The use of any and all examples, or exemplary language (e.g., “such as”) provided herein, is intended merely to better illuminate the application and does not pose a limitation on the scope of the application unless otherwise indicated. No language in the specification should be construed as indicating any element is essential to the practice of the application unless as much is explicitly stated.

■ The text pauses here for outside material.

PR #14, opened 2023-01-23
[BIOIN-816] Variant filtering now does not over-ride previous filtering, just adds to it

ilyasoifer:


ugvc/pipelines/filter_variants_pipeline.py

The description herein of any aspect or embodiment of the application using terms such as “comprising,” “having,” “including” or “containing” with reference to an element or elements is intended to provide support for a similar aspect or embodiment of the application that “consists of,” “consists essentially of,” or “substantially comprises” that particular element or elements, unless otherwise stated or clearly contradicted by context (e.g., a composition described herein as comprising a particular element should be understood as also describing a composition consisting of that element, unless otherwise stated or clearly contradicted by context). That said, the terms “comprising,” “having,” “including” or “containing” in the claims should be construed according to the conventional “open” meaning of those terms in the patent law to include those elements enumerated as well as other elements. Likewise, the terms “consisting of,” “consists of,” “consists essentially of,” or “substantially comprises” should be construed according to the “closed” or “partially closed” meanings ascribed to those terms in the patent law.

This disclosure includes all modifications and equivalents of the subject matter recited in the aspects or embodiments presented herein to the maximum extent permitted by applicable law.